Lacuna Coil – Sleepless Empire

Lacuna Coil - Sleepless Empire (Century Media/Sony Music, 14.02.2025) COVER(46:41; Vinyl, CD, Digital; Century Media/Sony Music, 14.02.2025)
Es scheint eine Ewigkeit zurück zu liegen, als die Italiener, damals noch so richtig grün hinter den Ohren, mit erster EP und als Support von The Gathering Ende der Neunziger auf deutschen Bühnen unterwegs waren. Gothic Metal war ein vorübergehender Hype, man spielte in der Schnittmenge aus Paradise Lost und The Gathering, mit männlichen und weiblichen Vocals recht traditionell auf.
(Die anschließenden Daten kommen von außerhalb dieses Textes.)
PR #255, opened 2025-06-04
FSPT-438 Tasklist frontend for submitting collection

sfount:
Depends on https://github.com/communitiesuk/funding-service/pull/253

Adds a submit collection button to move it through to "Complete".

Tweaks the helper method for checking a collection form status so that
it can be used by the template.

The confirmation page and view only data will be added in a separate
commit.

Page showing the tasklist before all forms have been completed (submit not clickable and some text shown):
Screenshot 2025-06-04 at 15 50 21

Page showing the tasklist when all forms have been completed (submit is now clickable):
Screenshot 2025-06-04 at 15 48 39

Page showing the tasklist when all completed (note these commits don't add the confirmation page or the a view only mode for the forms)
Screenshot 2025-06-04 at 15 49 23

Edge case: if there's a race condition with another user changing questions or marking forms as not yet ready before you press submit the submission will not be allowed and it will be handled
Screenshot 2025-06-04 at 15 49 13

### DIFF
--- a/app/common/data/migrations/versions/006_metadata_enum.py
+++ b/app/common/data/migrations/versions/006_metadata_enum.py
@@ -1,0 +1,23 @@
+"""extends metadata enum
+
+Revision ID: 006_metadata_enum
+Revises: 005_collection_metadata
+Create Date: 2025-06-04 14:56:07.802724
+
+"""
+
+import sqlalchemy as sa
+from alembic import op
+
+revision = "006_metadata_enum"
+down_revision = "005_collection_metadata"
+branch_labels = None
+depends_on = None
+
+
+def upgrade() -> None:
+    op.execute(sa.text("ALTER TYPE metadata_event_key_enum ADD VALUE 'COLLECTION_SUBMITTED'"))
+
+
+def downgrade() -> None:
+    pass
--- a/app/common/helpers/collections.py
+++ b/app/common/helpers/collections.py
@@ -126,6 +126,15 @@ class CollectionHelper:
         answers = [answer for q in visible_questions if (answer := self.get_answer_for_question(q.id)) is not None]
         return len(visible_questions) == len(answers), answers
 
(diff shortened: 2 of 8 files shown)


app/common/data/migrations/versions/006_metadata_enum.py
```diff
@@ -0,0 +1,23 @@
...
+branch_labels = None
+depends_on = None
+
+
+def upgrade() -> None:
+    op.execute(sa.text("ALTER TYPE metadata_event_key_enum ADD VALUE 'COLLECTION_SUBMITTED'"))
+
+
+def downgrade() -> None:
+    pass
```
samuelhwilliams, line 23: Hopefully we never need to/try to downgrade this 🤞

app/common/helpers/collections.py
```diff
@@ -126,6 +126,15 @@ def get_all_questions_answered_for_form(
         answers = [answer for q in visible_questions if (answer := self.get_answer_for_question(q.id)) is not None]
         return len(visible_questions) == len(answers), answers
 
+    def get_all_forms_completed(self) -> bool:
```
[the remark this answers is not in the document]
samuelhwilliams: Also 🤏  test for this please

samuelhwilliams (commented):
Looking nice 👍 Would like a test but otherwise all seems good

app/common/data/migrations/versions/006_metadata_enum.py
sfount: Yeah what I've done here lines up with what Sarah/ Marc looked into here https://mhclgdigital.atlassian.net/wiki/spaces/FS/pages/554139677/Enums#Adding-values

I figured if we're going to squash migrations before prod copying and altering and destroying was probably more effort/ error prone than its worth

samuelhwilliams (approved):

Die Band um Frontfrau Cristina Scabbia und Andrea Ferro schafften den Sprung hinaus über das Ableben des Genres, setzten kurze Zeit später gekonnt auf den amerikanischen Markt und integrierten Nu Metal-Einflüsse in ihren eher symphonisch düsteren Sound. Alsbald gehörte man nicht mehr nur dazu, sondern setzte eigene Maßstäbe, wurde zu einer eigenen Marke im düsteren Metal-Genre. Da ich nicht mit jeder Veröffentlichung zuletzt auf Du war, grundsätzlich eher kein Fan von Modern Metal bin, ging ich erstmal ziemlich ohne Erwartungen an “Sleepless Empire” heran und ich muss unumwunden sagen, es braucht nicht viele Anläufe, um dieses neue Album der Italiener zu mögen. Der Sound ist richtig fett, die ständige Balance aus überraschend knochentrockener Härte und symphonisch melancholischen Melodien sitzt wie angegossen im Sattel. Auf mich wirkt das alles top professionell, jederzeit emotional und authentisch, atmet den aktuellen Metal-Zeitgeist und man vergisst dank der vielen düster melodischen Melodien trotzdem nicht, wo man herkommt. “Sleepless Empire” klingt definitiv nach Frischzellen-Kur, man steht ordentlich unter Strom.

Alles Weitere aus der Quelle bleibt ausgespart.